腹が立つ。いつかその筋肉はがしてやるからな…とおもって、気づいた。
そうだ。こいつは…。
ふんっ。
鼻で笑ってやった。
「なんだ、いきなり」
「お前は夏になるといつも真っ赤だったなって思いだしたんだよ」
「真っ赤?」
聞き返してすぐにそれが何を指すのか気づいたんだろう。ドイツは拗ねたような顔をした。
「…仕方が無いだろう。体質なんだ」
こんがりと焼けずに、やけどしたみたいに真っ赤になる体質のドイツ。
彼がその体質を地味に気にしている事を俺は知っている。
くだらない…が、彼にとっては比重の大きなことなのだろう。
本当に悔しそうで、俺の笑いを誘う。
「兄さ…兄貴も同じなんだ。仕方がないだろう」
そういえばそうだった気がする。
だけど気にしているコイツに対して、馬鹿兄貴の方は全く気にしていなかった気がする。
真っ赤になってヒィヒィ言ってはいたが、いつだって楽しそうだった。まぁ、彼の場合は頭が可哀想な作りをしているから、多分、ドイツのほうが正しい反応だろう。
「ふん、羨ましいだろう」
「…そう、だな」
ふふん。
いい気分だ。
目を閉じて浸っていると、遠くでチャイムの音が聞こえた。
それと同時にドイツが立ち上がる気配。
「そろそろ5時間目だな。お前はサボるのか?」
「あぁ」
「お前は……」
彼は説教じみたことを言いかけたが、結局諦めたのか「程々にしておけよ」と言って校舎の方に帰っていった。

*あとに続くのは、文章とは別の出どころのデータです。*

PR #8048, opened 2026-06-16
Prevent invalid paths from being added to the list of folder paths

theguymadmax:
When creating a library, entering an invalid path would show an error, but the path was still added to the folder list.

### Changes
Validate the path against the API before adding it to the list. 

### Issues
Prevents:

### Code assistance
N/A

---


thornbill (commented):
We should never reference the global `ApiClient` in new code (ideally we wouldn't use the api client at all).

It also might read a bit easier if you make the function `async` and `await ServerConnections.getCurrentApiClientAsync().getDirectoryContents(path);` in a try/catch block.

thornbill (approved):

Issue #1421, opened 2020-06-16
Multiple video streams muxed in the same MKV file are not handled / selectable


Delgan:
**Describe the bug**
It's possible for a MKV file to contain several video tracks. However, the web client only shows one.

**To Reproduce**
1. Create a `.mkv` with multiple video tracks (eg. `ffmpeg -i input1.mp4 -i input2.mp4 -c copy -map 0 -map 1 output.mkv`)
2. Add the video file to the library
3. Go to the item details page on the web client
4. Notice that you can't select the video track to play

**Expected behavior**
All video tracks contained in the `.mkv` should be listed by the selector and usable by the player.

**System (please complete the following information):**
 - OS: Linux
 - Browser: Firefox
 - Jellyfin Version: 10.5.4

**Additional context**
Some remarks after discussion on Matrix:
* The selection [is purposefully disabled](https://github.com/jellyfin/jellyfin-web/blob/b57c6cacb805fc1bf10e34a4d5677c4f0c94295b/src/controllers/itemDetails.js#L195), it's been like this for years
* The selected video track is ignored in [the `play()` options](https://github.com/jellyfin/jellyfin-web/blob/b57c6cacb805fc1bf10e34a4d5677c4f0c94295b/src/controllers/itemDetails.js#L1952), thus enabling the `select` has no effect anyway
* It is therefore likely that it is also a problem related to the server not being able to handle multiple video streams

dominikh:
Shut up, bot.

itsTyrion:
anything? This would be useful for shows where creating a sub folder with multiple videos for every episode (I don't want/need 4k or so on mobile) is kinda chaotic/confusing(and VERY hit or miss)

Thalhammer:
> This would be super useful for shows.

Not really. All audio/video streams use the same "namespace" if you can call it that way. Jellyfin would have no clue which audio stream is related to which video stream. However it would make pretranscoding content to lower resolutions/bitrates/nonhdr much more painless because you don't have manage multiple files, don't need to group the videos in jellyfin and you don't need to store audio streams multiple times for each video. It would be even cooler if jellyfin could autoselect the best matching video stream depending on device caps, but thats a different issue.

It might be stupid to preserve all audio streams in the pretranscoded copy but I like to aim for the best quality possible (which is why I am CPU transcoding beforehand in the first place) and transcoding audio on the fly is trivial even on the cpu. In some cases the audio streams end up taking a significant chunk of the files.
[...]

PR #8051, opened 2026-06-17
Allow selecting a video stream before playback

ivenos:
### Changes

Some MKVs carry more than one video track in a single file (say a 4K and a 1080p version). The detail page already had a video dropdown, but it was hardcoded to disabled, so you could see the tracks and never pick one. This turns it on when there's more than one video track and sends the picked index as `videoStreamIndex` when you hit play, the same way the audio and subtitle dropdowns already do.

Needs the server side too: https://github.com/jellyfin/jellyfin/pull/17123

Before it was greyed out, now you can open it and pick a track:
Bildschirmfoto vom 2026-06-17 11-20-22

### Issues

Related to #1421

### Follow-up / known gap

This only covers the web client. The native apps (Android TV, Swiftfin, Roku, ...) have their own UI and won't pick this up for free. I did look at the Android TV app, and the spot that makes sense is a video picker right next to the version button on the detail screen. But getting the selected index threaded through its playback launch path was more than I felt sure about doing right and testing properly, so I left it out instead of shipping something half-baked. Happy to do it as a follow-up.

### Code assistance

I used Claude on this one: finding my way around the codebase, writing the change, and setting up a local test server. I went over everything myself and tested it (build, the existing StreamBuilder tests, and by hand with multi-track files and a movie that has two versions).

---

### DIFF
--- a/src/components/playback/playbackmanager.js
+++ b/src/components/playback/playbackmanager.js
@@ -450,6 +450,9 @@ async function getPlaybackInfo(player, apiClient, item, deviceProfile, mediaSour
         query.AutoOpenLiveStream = false;
     }
 
+    if (options.videoStreamIndex != null) {
+        query.VideoStreamIndex = options.videoStreamIndex;
+    }
     if (options.audioStreamIndex != null) {
         query.AudioStreamIndex = options.audioStreamIndex;
     }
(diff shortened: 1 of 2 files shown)


src/components/playback/playbackmanager.js
```diff
@@ -550,6 +553,9 @@ function getLiveStream(player, apiClient, item, playSessionId, deviceProfile, me
     if (options.maxBitrate) {
         query.MaxStreamingBitrate = options.maxBitrate;
     }
+    if (options.videoStreamIndex != null) {
```
Grinv, line 556: Since you forward `VideoStreamIndex` into the `getLiveStream` query here, `getPlaybackMediaSource()` probably needs to null it out too. For a `RequiresOpening` source it resets `audioStreamIndex`/`subtitleStreamIndex` before calling `getLiveStream()` (the pre-open indices may not match the reopened stream layout), but not `videoStreamIndex`, so a stale index would still reach `OpenLiveStream`.

PR #8085, opened 2026-06-20
Handle partial now playing items

MenotiFilho:
### Changes

Handle partial `NowPlayingItem` objects in the remote control page. External or virtual playback items, when played through casting, may not include a populated `MediaStreams` array or a resolvable library item id. The remote control page now renders available title and image metadata before optional library lookups, guards the media stream type check, and skips library-only controls when the item cannot be resolved.

No screenshots provided because this fixes missing metadata rendering without changing the intended UI layout.

### Code assistance

Code assistance was used to inspect the remote control and Now Playing bar code paths, identify unsafe assumptions around partial `NowPlayingItem` objects, and draft the localized defensive checks. I tested the resulting change manually and ran `npm run lint -- src/components/remotecontrol/remotecontrol.js`.

---

* [x] I have provided a *substantive* review of [another web PR](https://github.com/jellyfin/jellyfin-web/pull/7425#issuecomment-4759766097).

### DIFF
--- a/src/components/remotecontrol/remotecontrol.js
+++ b/src/components/remotecontrol/remotecontrol.js
@@ -98,7 +98,10 @@ function updateNowPlayingInfo(context, state, serverId) {
         '';
     if (item) {
         const nowPlayingServerId = (item.ServerId || serverId);
-        if (item.Type == 'AudioBook' || item.Type == 'Audio' || item.MediaStreams[0].Type == 'Audio') {
+        const firstMediaStreamType = item.MediaStreams?.[0]?.Type;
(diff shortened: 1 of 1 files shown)


thornbill:
We are not going to accept any changes to support piracy plugins.

MenotiFilho:
> We are not going to accept any changes to support piracy plugins.

Understood, my intent was not to support any specific plugin, but to make the remote
control page handle partial NowPlayingItem objects consistently with
the bottom Now Playing bar. The crash comes from assuming
MediaStreams[0] exists before rendering the available metadata.

PR #8087, opened 2026-06-21
Preserve selected library view when switching libraries

Shadowghost:
### Changes
Preserve selected library view when switching libraries

### Code assistance
None

---


MBR-0001 (changes requested):
going from a movie library to playlists and back leaves you on the playlists view, which gives off buggy behavior vibes

Shadowghost:
@MBR-0001 so what do you want me to change?

MBR-0001:
I think something like this should be enough, I observed this behavior only with playlists
```js
if (view && !(view == LibraryTab.Playlists && collectionType == CollectionType.Playlists)) {
    setLastSelectedView(view);
}
```

MBR-0001 (approved):

thornbill:
This seems kind of weird to me? I would expect the default view when changing libraries but maybe that's just what I'm used to? 🤷‍♂️

Might be worth running it by Erik for ux input.

erikbucik:
This seems weird to me too (if I understand this right). Going to a new library is like a reset...

This behavior would treat library selection like a content filter, and not a server destination/folder with its own views.
^ Which we should discuss separately in meta

Shadowghost:
I'd propose to maybe save/restore per library?

PR #8092, opened 2026-06-22
Fix shuffle and repeat buttons in Remote Control

### LINKED ISSUE #8091: Loop and shuffle buttons don't do anything when using remote control

### Describe the bug

When casting to a remote device from the web client, clicking the loop or shuffle button in the bottom bar or the queue screen does nothing.

### Reproduction Steps

1. Play a track on another client using jellyfin web
2. From the controlling client, click the cast button and connect to the other client
3. Click on the loop or shuffle buttons
4. Nothing happens

### Expected/Actual behaviour

Loop and shuffle modes cycle like they do when playing locally

### Logs

_No response_

### Server version

10.11.11

### Web version

10.11.11

### Build version

10.11.11

### Platform

Linux

### Browser

Firefox

### Additional information

_No response_

wongcallum:
### Changes

I implemented `getRepeatMode` and `getQueueShuffleMode` in `SessionPlayer`, and set `PlaybackOrder` in `PlaybackManager.getPlayerState`.

`RepeatMode` was already used in both the client and server, but `PlaybackOrder` only existed in `PlayerStateInfo` on the server. I used `PlaybackOrder` since `ShuffleMode` would be ignored when sent to the server.
This required a mildly hacky ternary expression in both places to translate between the two which I can extract to a helper function if preferred.

Before:
before

After:
after

Please note that shuffling works but the queue currently does not refresh on the controlling client until other actions happen. I intend to raise a separate issue for this.

### Issues

Fixes #8091 

### Code assistance

Claude Opus 4.8 was used to identify the source of the issue and draft the initial fix.

---

* [ ] I have provided a *substantive* review of [another web PR](https://github.com/jellyfin/jellyfin-web/pulls?q=is%3Apr+is%3Aopen+-label%3Adependencies+-label%3Ablocked+-label%3Abackend+-label%3Ainvalid+-label%3A"merge+conflict"+-label%3Astale+-author%3A%40me). <sub><sup>I'll do that soon...</sup></sub>

### DIFF
--- a/src/components/playback/playbackmanager.js
+++ b/src/components/playback/playbackmanager.js
@@ -2176,6 +2176,8 @@ export class PlaybackManager {
                 state.PlayState.IsPaused = player.paused();
                 state.PlayState.RepeatMode = self.getRepeatMode(player);
                 state.PlayState.ShuffleMode = self.getQueueShuffleMode(player);
+                // Needed for remote control because ShuffleMode doesn't exist in PlayerStateInfo from the server
+                state.PlayState.PlaybackOrder = state.PlayState.ShuffleMode === 'Shuffle' ? 'Shuffle' : 'Default';
                 state.PlayState.MaxStreamingBitrate = self.getMaxStreamingBitrate(player);
 
                 state.PlayState.PositionTicks = getCurrentTicks(player);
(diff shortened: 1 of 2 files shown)


evanqhuang (approved):
The stubs for getRepeatMode and getQueueShuffleMode were just // not supported? — so they returned undefined and the buttons never reflected actual state. Reading from lastPlayerData.PlayState is the obvious fix and matches how isPlayingVideo/isPlayingAudio already work in the same class.

The PlaybackOrder line in playbackmanager.js is a bit subtle — the server sends PlaybackOrder in PlayerStateInfo rather than ShuffleMode, so without that translation the getter would always fall back to 'Sorted'. Makes sense.

Nit: the PlaybackOrder === 'Shuffle' ? 'Shuffle' : 'Sorted' mapping is implicit about what other PlaybackOrder values mean — a short comment there would help future readers. Minor though.

thornbill (changes requested):
We should use the appropriate enum values from the SDK for these instead of strings.
https://typescript-sdk.jellyfin.org/interfaces/generated-client.PlayerStateInfo.html

wongcallum:
My bad for not seeing that

thornbill (approved):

別に賑やかにしゃべっていたわけでもないが、ドイツが居なくなった途端、急に静かになったような感じがする。
俺は閉じていた目を開け、青い空を見上げながらにやりと笑った。
「バーカ、次は6時間目だっていうの」
さっきのチャイムは5時間目の終了のチャイム。だから、昼休みなんてとっくに終わってたんだよ。
教室でそれを知ったら、彼は唖然としたような顔を見せるんだろうな。
そう思うととても気分が良かった。